→ **WORK INSTRUCTIONS**
Only one stretch of the records below should be repeated. It starts with the line containing "PR #4993, opened 2016-03-02" and goes on through the line containing "-142,6 +148,8 @@ EOT", exactly as written.

[Stored data entries]
··········
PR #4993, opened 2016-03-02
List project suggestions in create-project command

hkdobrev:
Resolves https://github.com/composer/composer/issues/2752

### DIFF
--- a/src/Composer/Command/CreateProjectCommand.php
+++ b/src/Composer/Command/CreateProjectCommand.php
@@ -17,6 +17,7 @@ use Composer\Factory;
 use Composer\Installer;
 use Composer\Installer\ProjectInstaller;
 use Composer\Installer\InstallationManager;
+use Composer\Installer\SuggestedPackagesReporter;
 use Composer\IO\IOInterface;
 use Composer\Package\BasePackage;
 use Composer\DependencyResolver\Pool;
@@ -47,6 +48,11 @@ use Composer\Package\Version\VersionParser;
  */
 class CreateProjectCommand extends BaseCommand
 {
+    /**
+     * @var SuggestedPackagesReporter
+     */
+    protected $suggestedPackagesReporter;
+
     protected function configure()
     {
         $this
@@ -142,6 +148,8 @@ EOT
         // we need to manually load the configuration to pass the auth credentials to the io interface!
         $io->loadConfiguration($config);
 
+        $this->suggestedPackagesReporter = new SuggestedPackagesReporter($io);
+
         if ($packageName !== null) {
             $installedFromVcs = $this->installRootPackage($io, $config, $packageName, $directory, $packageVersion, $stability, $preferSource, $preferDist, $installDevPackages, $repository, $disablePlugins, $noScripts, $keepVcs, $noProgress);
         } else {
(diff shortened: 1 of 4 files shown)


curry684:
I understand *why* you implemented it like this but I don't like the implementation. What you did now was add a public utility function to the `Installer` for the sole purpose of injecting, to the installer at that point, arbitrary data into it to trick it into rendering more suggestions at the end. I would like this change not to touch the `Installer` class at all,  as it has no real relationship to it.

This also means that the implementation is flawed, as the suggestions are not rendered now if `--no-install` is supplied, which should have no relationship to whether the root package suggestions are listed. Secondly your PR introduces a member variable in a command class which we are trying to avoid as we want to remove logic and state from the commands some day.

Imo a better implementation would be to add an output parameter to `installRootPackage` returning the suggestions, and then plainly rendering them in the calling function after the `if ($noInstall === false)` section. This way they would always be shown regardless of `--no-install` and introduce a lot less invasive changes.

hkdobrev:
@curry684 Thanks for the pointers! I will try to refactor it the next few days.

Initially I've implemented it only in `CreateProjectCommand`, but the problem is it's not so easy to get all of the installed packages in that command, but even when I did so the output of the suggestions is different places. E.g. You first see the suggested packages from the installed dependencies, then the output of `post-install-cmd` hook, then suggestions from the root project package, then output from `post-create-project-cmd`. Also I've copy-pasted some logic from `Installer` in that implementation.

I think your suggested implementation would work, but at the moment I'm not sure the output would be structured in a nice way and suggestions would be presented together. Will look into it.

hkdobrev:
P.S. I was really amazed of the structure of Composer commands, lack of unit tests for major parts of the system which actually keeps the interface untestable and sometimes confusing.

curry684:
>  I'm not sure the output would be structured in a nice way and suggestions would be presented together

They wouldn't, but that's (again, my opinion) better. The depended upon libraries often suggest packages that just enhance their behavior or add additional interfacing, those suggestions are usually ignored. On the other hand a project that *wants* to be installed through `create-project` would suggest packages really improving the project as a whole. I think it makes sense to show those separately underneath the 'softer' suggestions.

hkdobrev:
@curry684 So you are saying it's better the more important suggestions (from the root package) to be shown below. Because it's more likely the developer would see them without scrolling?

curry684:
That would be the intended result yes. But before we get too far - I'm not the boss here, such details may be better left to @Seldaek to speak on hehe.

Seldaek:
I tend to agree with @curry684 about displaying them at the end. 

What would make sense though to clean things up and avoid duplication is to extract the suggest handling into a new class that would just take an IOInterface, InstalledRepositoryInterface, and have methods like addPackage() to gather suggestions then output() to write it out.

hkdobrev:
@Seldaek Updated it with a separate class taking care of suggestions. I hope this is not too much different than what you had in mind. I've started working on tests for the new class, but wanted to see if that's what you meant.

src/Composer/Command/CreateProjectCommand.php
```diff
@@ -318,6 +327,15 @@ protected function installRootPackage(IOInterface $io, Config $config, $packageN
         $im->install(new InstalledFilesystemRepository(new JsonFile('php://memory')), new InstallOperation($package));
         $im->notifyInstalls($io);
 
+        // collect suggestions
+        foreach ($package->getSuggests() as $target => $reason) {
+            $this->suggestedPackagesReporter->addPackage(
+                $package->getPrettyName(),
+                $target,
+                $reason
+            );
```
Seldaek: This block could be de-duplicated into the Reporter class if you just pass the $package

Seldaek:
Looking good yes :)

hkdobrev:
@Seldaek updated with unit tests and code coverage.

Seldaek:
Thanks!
··········
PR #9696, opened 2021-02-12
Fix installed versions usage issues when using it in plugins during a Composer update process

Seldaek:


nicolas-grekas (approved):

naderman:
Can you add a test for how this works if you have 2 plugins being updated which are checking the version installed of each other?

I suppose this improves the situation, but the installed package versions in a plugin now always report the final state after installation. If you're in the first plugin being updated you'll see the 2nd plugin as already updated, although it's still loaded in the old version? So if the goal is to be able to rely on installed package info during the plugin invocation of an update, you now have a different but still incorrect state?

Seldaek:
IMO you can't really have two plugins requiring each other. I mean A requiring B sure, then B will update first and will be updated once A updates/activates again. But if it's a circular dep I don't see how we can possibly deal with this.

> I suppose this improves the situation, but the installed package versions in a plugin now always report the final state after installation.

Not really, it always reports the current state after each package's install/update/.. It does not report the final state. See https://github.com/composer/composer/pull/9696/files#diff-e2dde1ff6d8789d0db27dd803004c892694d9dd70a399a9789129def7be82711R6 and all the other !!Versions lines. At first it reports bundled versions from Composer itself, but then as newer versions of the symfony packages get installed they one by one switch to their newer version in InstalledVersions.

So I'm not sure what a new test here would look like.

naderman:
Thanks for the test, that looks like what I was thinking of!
··········
→ **EXERCISE ANSWER**
PR #4993, opened 2016-03-02
List project suggestions in create-project command

hkdobrev:
Resolves https://github.com/composer/composer/issues/2752

### DIFF
--- a/src/Composer/Command/CreateProjectCommand.php
+++ b/src/Composer/Command/CreateProjectCommand.php
@@ -17,6 +17,7 @@ use Composer\Factory;
 use Composer\Installer;
 use Composer\Installer\ProjectInstaller;
 use Composer\Installer\InstallationManager;
+use Composer\Installer\SuggestedPackagesReporter;
 use Composer\IO\IOInterface;
 use Composer\Package\BasePackage;
 use Composer\DependencyResolver\Pool;
@@ -47,6 +48,11 @@ use Composer\Package\Version\VersionParser;
  */
 class CreateProjectCommand extends BaseCommand
 {
+    /**
+     * @var SuggestedPackagesReporter
+     */
+    protected $suggestedPackagesReporter;
+
     protected function configure()
     {
         $this
@@ -142,6 +148,8 @@ EOT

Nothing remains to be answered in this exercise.